Le chiffre exact des immigrés de Côte d’Ivoire est sujet à polémique. Le ministre de la Justice, Mamadou Koné, l’estime à 3,5 millions de personnes. En 1998, un recensement le situait autour de 26% de la population, un des taux les plus impressionnant du monde. Cette fois, il s’agit de lever le flou sur les nationalités et d’extirper avec lui les racines de situations conflictuelles antérieures à la guerre. Le ministère de la Justice presse donc les intéressés de se rendre à l’audience la plus proche de leur lieu de naissance. L’impétrant doit se présenter «accompagné d'au moins deux témoins devant le président du tribunal qui procède à l'interrogatoire». Les audiences sont publiques. Les élus et les notables locaux, mais aussi les observateurs de l'Onu sont conviés.
«Lorsque toutes les conditions sont réunies pour faire droit à la demande, le tribunal accorde un jugement supplétif d'acte de naissance». Les citoyens ivoiriens se voient alors délivrer un certificat de nationalité, dans un délai de deux jours. Si la phase pilote est concluante, l’opération montera en puissance dans l’ensemble du territoire, avec ou sans correctifs et sous la protection des casques bleus et des ex-belligérants selon que le tribunal ambulant siégera dans l’une ou l’autre zone de contrôle. Fidèle à sa méthode Coué, le Premier ministre Charles Konan Banny a voulu ce test en vrai grandeur en parallèle au «pré-regroupement» des ex-combattants. Pourtant, mercredi, une ultime rencontre entre les état-majors des loyalistes et des ex-rebelles n'a pas vraiment éclairci les modalités pratiques qui doivent préluder au cantonnement.
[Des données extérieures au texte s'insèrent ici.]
PR #628, opened 2025-01-13
arduino-uno: simple-servo example

ddaniel27:
Hey, first, thanks for this repo! I'm a rust beginner and to be honest I want to use it for some embedded programming hobby, no professional use right now. So I will be really happy to get some honest feedback about this code.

Un cantonnement encore hypothétique
Les anciens-combattants rebelles veulent des papiers d’identité ivoiriens avant de désarmer. Leurs chefs politiques ne voient pas vraiment d’un bon œil l’administration centrale revenir dans les territoires d’où ils l’ont chassée, même sur la pointe des pieds du recensement. Du côté des partisans du président Gbagbo, l’exigence première concerne en revanche le désarmement. Mais finalement, après avoir qualifiée les «audiences foraines» de «bourrage artificiel de la liste électorale», les «patriotes» de Charles Blé Goudé ont révisés leur opinion. «Il n'y aura pas d'opération ville morte, il n'y aura pas de boycott», assure aujourd’hui Blé Goudé. Toutefois, menace-t-il, «si au bout de quelques jours, nous nous rendons compte que l'identification a lieu sans le désarmement, nous serons prêts à prendre les mesures qui s'imposent».
«Les audiences foraines donnent lieu au redéploiement de l'administration préfectorale et de l'administration judiciaire dont les animateurs rejoignent leur poste d'affectation à cette occasion», précise le cabinet du Premier ministre en réponse à ceux qui dénoncent un «bradage pernicieux de notre nationalité». Mais pour ce qui est du DDR, le «pré-regroupement» reste un préliminaire aux contours suffisamment vagues pour que chacun se prévale de sa mise en œuvre. Et si «le dialogue militaire reprendra à Yamoussoukro le mercredi 31 mai», c’est à défaut d’accord formel sur le regroupement des unités de l’armée régulière dans les 35 sites installés au Sud et sur celui des troupes des ex-rebelles dans les 75 points de cantonnement du Nord.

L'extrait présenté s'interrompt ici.